* [Directions]
For the string "TriggerConfig", search the entries below and copy every line where it appears.

* [Given records]
PR #600, opened 2026-07-13
fix: require tests for all flavors to pass for PR approval

okurz:
Motivation:
Evaluating PRs across multiple test flavors was done individually per
flavor.  This resulted in PRs being approved as soon as tests for any
single flavor passed, even if other flavors failed.

Design Choices:
OpenQA jobs from all flavors are aggregated into a single check,
ensuring approval is only granted if every flavor passes openQA tests.

Related issue: https://progress.opensuse.org/issues/203874

### DIFF
--- a/openqabot/giteatrigger.py
+++ b/openqabot/giteatrigger.py
@@ -196,9 +196,13 @@ class GiteaTrigger:
 
         any_triggered = any(outcome.triggered for outcome in outcomes)
         covered_data = [outcome.data for outcome in outcomes if outcome.data is not None]
+        approve = len(outcomes) == len(applicable_configs)
+
+        if not approve:
+            log.info("Approval blocked for PR %s: unevaluated configs", pullrequest.number)
 
         if self.comment and covered_data and not any_triggered:
-            self.comment_on_pr(pullrequest, covered_data)
+            self.comment_on_pr(pullrequest, covered_data, approve=approve)
 
     def _evaluate_config(self, pullrequest: PullRequest, trigger_config: TriggerConfig) -> EvaluationResult | None:
         """Trigger openQA for one config, or return its coverage Data."""
@@ -252,7 +256,7 @@ class GiteaTrigger:
         # No image_regex configured, use ISO parameters
         return {"ISO_1_URL": f"{repo_url}/{iso_name}", "ISO_1": iso_name}
 
-    def comment_on_pr(self, pullrequest: PullRequest, data_list: list[Data]) -> None:
+    def comment_on_pr(self, pullrequest: PullRequest, data_list: list[Data], *, approve: bool = True) -> None:
         """Comment on PR if openQA results are available."""
         try:
             # build first so an existing job "build" overrides it (setdefault semantics)
@@ -263,7 +267,7 @@ class GiteaTrigger:
 
         if res := self.commenter.generate_comment(pullrequest, all_jobs):
             self.commenter.gitea_comment(pullrequest, *res)
-            if res[1] == "passed":
+            if res[1] == "passed" and approve:
                 if self.dry:
                     log.info("Dry run: Would approve PR %s", pullrequest.number)
                 else:
--- a/openqabot/giteatrigger.py
+++ b/openqabot/giteatrigger.py
@@ -3,6 +3,7 @@
 """Trigger testing for PR(s) with certain label."""
 
 from argparse import Namespace
+from dataclasses import dataclass
 from logging import getLogger
 from typing import Any, cast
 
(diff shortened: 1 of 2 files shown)


openqabot/giteatrigger.py
```diff
@@ -167,30 +178,51 @@ def check_pullrequest(self, pullrequest: PullRequest, trigger_config: TriggerCon
...
-            trigger_config (TriggerConfig): The triggering configuration.
 
         """
-        if self._should_skip_pr(pullrequest, trigger_config):
+        applicable_configs = [
+            tc
+            for tc in self.config_list
+            if tc.project == pullrequest.project and not self._should_skip_pr(pullrequest, tc)
+        ]
+        if not applicable_configs:
```
asmorodskyi, line 212: maybe we want debug log message here ?

openqabot/giteatrigger.py
```diff
@@ -167,30 +178,51 @@ def check_pullrequest(self, pullrequest: PullRequest, trigger_config: TriggerCon
...
             return
 
-        log.info("Evaluating PR %s for openQA triggering with config: %s", pullrequest.number, trigger_config)
+        log.info("Evaluating PR %s for openQA triggering", pullrequest.number)
+
+        outcomes = [res for tc in applicable_configs if (res := self._evaluate_config(pullrequest, tc)) is not None]
```
asmorodskyi, line 218: question(blocking) : not sure how much this is possible in reality but if for some reason one of flavors don't have any tests we will get None here and approve PR without testing one of the flavors

asmorodskyi (changes requested):

openqabot/giteatrigger.py
```diff
@@ -313,7 +344,10 @@ def __call__(self) -> int:
         """
         for trigger_config in self.config_list:
             self.load_prs_for_project(trigger_config.project)
-            for pr in self.prs[trigger_config.project]:
-                self.check_pullrequest(pr, trigger_config)
+        distinct_prs = list(
```
asmorodskyi: I am not sure why we need this . I agree that current version in master is wrong but I think we can avoid whole distinct_prs dict creation by simply go with : 

```
for project in dict.fromkeys(tc.project for tc in self.config_list):
          self.load_prs_for_project(project)
          for pr in self.prs[project]:
              self.check_pullrequest(pr)
```

asmorodskyi: or even better : 

```[python]
for trigger_config in self.config_list:                                                                                                                                                                                                                      
      self.load_prs_for_project(trigger_config.project) 
                                                                                                                                                                                             

for pr in itertools.chain.from_iterable(self.prs.values()):                                                                                                                                                                                                  
      self.check_pullrequest(pr)  
```

asmorodskyi: just ignore version from yesterday but second one should gives same things what you are doing but in more simple way

openqabot/giteatrigger.py
okurz: done

openqabot/giteatrigger.py
okurz: agreed. this could be problematic. Covered. See the updated code

openqabot/giteatrigger.py
okurz: I used your second suggestion now.

okurz:
ready for review again

openqabot/giteatrigger.py
```diff
@@ -167,30 +179,56 @@ def check_pullrequest(self, pullrequest: PullRequest, trigger_config: TriggerCon
...
             return
 
-        log.info("Evaluating PR %s for openQA triggering with config: %s", pullrequest.number, trigger_config)
+        log.info("Evaluating PR %s for openQA triggering", pullrequest.number)
+
+        outcomes = [res for tc in applicable_configs if (res := self._evaluate_config(pullrequest, tc)) is not None]
+
+        any_triggered = any(outcome.triggered for outcome in outcomes)
+        covered_data = [outcome.data for outcome in outcomes if outcome.data is not None]
+        approve = len(outcomes) == len(applicable_configs)
```
asmorodskyi: nitpick : I would add some comment here which clarify what and why we doing here . I mean all three lines above

asmorodskyi (approved):

openqabot/giteatrigger.py
okurz: I have refactored the code and added some doc strings instead so that we shouldn't need the comment. Please re-check if that makes the logic clearer

asmorodskyi: ok , LGTM

Martchus (approved):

* [Finished exercise]
     def _evaluate_config(self, pullrequest: PullRequest, trigger_config: TriggerConfig) -> EvaluationResult | None:
-            trigger_config (TriggerConfig): The triggering configuration.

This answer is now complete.